Thursday, June 22, 2006

STICKING UP FOR 'TROPHY' WIVES

What's been happening as you struggled to come up with the perfect pun to say the U.S. soccer team is a Ghana.

The Carolina Hurricanes were chided by many, including Rogers Sportsnet dunderhead Nick Kypreos, for including the players' spouses and children in the on-ice celebrations after their Game 7 win over Edmonton in the Stanley Cup final.

Let's give Kypreos and anyone who espouses a similar line of thought, so-called, the benefit of the doubt. They don't know any better, and don't realize they come off as complete idiots. (Note to Nick: No one's calling you an idiot. You just played one on TV yesterday. Sit down.)

Who knows what Kypreos has against women's place in hockey. Maybe he read somewhere their periods attract bears, and was worried that the Carolina Hurricanes had put the entire RBC Center crowd in danger.

Athletes' wives, especially in the age of Anna Benson, make easy targets, since they're easily stereotyped: smokin' hot but in a generic type of way, former cheerleader or model, dressed to the teeth. Likely a shopaholic who doesn't have work and is blessed with a genetic ability to remain within 10 pounds of what she weighed on her wedding day despite having four children under the age of seven. There's also that vibe that she probably wouldn't be married to her current partner if his career had ended with post-concussion syndrome in Sault Ste. Marie or some such place. Unfairly or not, the perception is there.

Even if that's not what you're all about, there's pressure for these women to keep up appearances. Ask any sociologist -- the wives of the players get very competitive.

Sticking up for this subspecies of the female gender is probably on par with defending Jennifer Love Hewitt's thespian skills, but what the hell.

What people don't get about being married to a pro athlete, or being the child of one, is how all aspects of family life are held hostage by the sports thing.

Getting to the top in hockey, or the Big Three team sports in the U.S., takes a single-mindedness that pushes out the other aspects of a quiet, normal life. The men who get there need to be self-absorbed, and the aspects of contemporary fatherhood usually are left to their so-called "trophy wives," who often have to fill the role of both parents.

For the kids, especially the male children, there's the burden of living up to the old man's legacy. How many stories have you read about an athlete's kid who went off the rails somewhere?

If the Carolina Hurricanes are enough of a bunch of Sensitive New Age Guys to realize the sacrifices their immediate families make so they can play hockey without what athletes always file under the heading of "Distractions," that's a feather in their cap. It's not as much the wives' triumph as the husbands', but they are part of it.

This is just a post-modern spin on the late, great Harold Ballard's take on the '72 Canada-USSR hockey series, when Team Canada rallied to win -- but only after their significant others were allowed to join them: "The wives came over with mattresses strapped to their back, and the guys got the sex over with and went right to work."

It wasn't Phil Esposito's leadership or Paul Henderson's last-minute heroics, or Bobby Clarke busting Valery Kharlamov's ankle.

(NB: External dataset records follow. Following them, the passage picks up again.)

PR #17, opened 2015-09-10
Add support for dynamic icon based on the state of children

duhanebel:
The folder icon is currently static. This commit add a new icon type
that allows the folder state icon to reflect the children status:
- color based on worst child build status: red, yellow, "blue" (green with
  GreenBalls plugin), etc.
- animated when 1+ child build is running.

Fixes JENKINS-20715

PR #19, opened 2015-09-30
Set folder object for icons that already exist

0x4a616e:
When changing the folder icon class using the jenkins dsl plugin or by manually editing the config file, the `FolderIcon` seems not to get the `Folder` object because the icon it already exists when `Folder.init` is called. Setting the folder object for existing icons seems to solve this issue.


0x4a616e:
Sorry for breaking the build, but I can hardly imagine how this could be cause by my commit... For me it looks more like some kind of internal build error probably related to findbugs. I'm also not able to reproduce this locally :confused:

jglick:
Looks right, though a test would be useful. BTW `StockFolderIcon` does not use this backlink, so how did you find this?

0x4a616e:
You're right, I'll see if I can add a test! I found this while playing around with the job-dsl-plugin and cloudbees-folder-plugin. When I tried to create an additional plugin to set the folder icons according to the enclosed project's build states, I noticed that `setFolder` was never called. I think it is called in `doConfigSubmit` only, which i believe is not called when modifying the configuration file directly using the job-dsl-plugin.

jglick:
Needs merge with `master`; the relevant code is now in `AbstractFolder` after #20 (and the method is now `setOwner`). I do suspect the patch is still needed, but only for `AggregateFolderIcon` in the proprietary `cloudbees-folders-plus`, and for the proposed icon in #17.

It was having the women there.

To sum up, anyone who would see having the players' significant others on the ice for the Cup presentation as unnecesssary clutter ... well, let's hope the rest of your general point of view is a little more removed from the Stone Age.

OTHER BUSINESS

  • Near the top of the to-do list today was to get Scott Carefoot's take on the Raptors dealing for Rasho Nesterovic. Highlights include Scott pointing out the the notoriously soft Nesterovic was taken fewer free throws in his entire career than Chris Bosh did in all of last season.

    Carefoot's other trenchant insight is that with this trade probably is a a signal Andrea Bargnani will be the Raptors' top pick, since, in his words, the trade "cleared out two guys who could potentially cut into Bargnani's playing time. Like I've been saying for a while, the only way to stop Sam Mitchell from over-playing Matt Bonner was to trade the guy."
  • Deadspin has offered a list of epithets that Ozzie Guillen could have thrown at Chicago columnist Jay Mariotti. Personal fave here is "Knobshine."
  • Not to get all navel-gazey, but Out of Left Field has been drowning in a glass case of emotion around here in the past 24 hours:
  • There's a follow-up to the Hernandez/Eddie Vedder saga from Michael Malone at B.C. Beat. Vedder has a body of solo work, although Malone talked to his cousin who's a music writer and he surmised that Hernandez was "probably talking out of his ass."

That's all for now. If you watch the NHL awards tonight, you officially need a life. Send your thoughts to neatesager@yahoo.ca.

4 comments:

DCSportsChick said...

Interesting perspective. Usually I'm not one to stick up for trophy wives of any sort, but you made some good points there. However, what about the ones who shove the kids off to the nanny while they work out 5 hours a day to keep their figures? That's usually what I think of when I consider players' wives.

sager said...

Are you saying that ability to stay trim isn't some marvel of genetics? :)

sager said...
This comment has been removed by a blog administrator.
Lil' Hater said...

Where are the pictures of these trophy wives?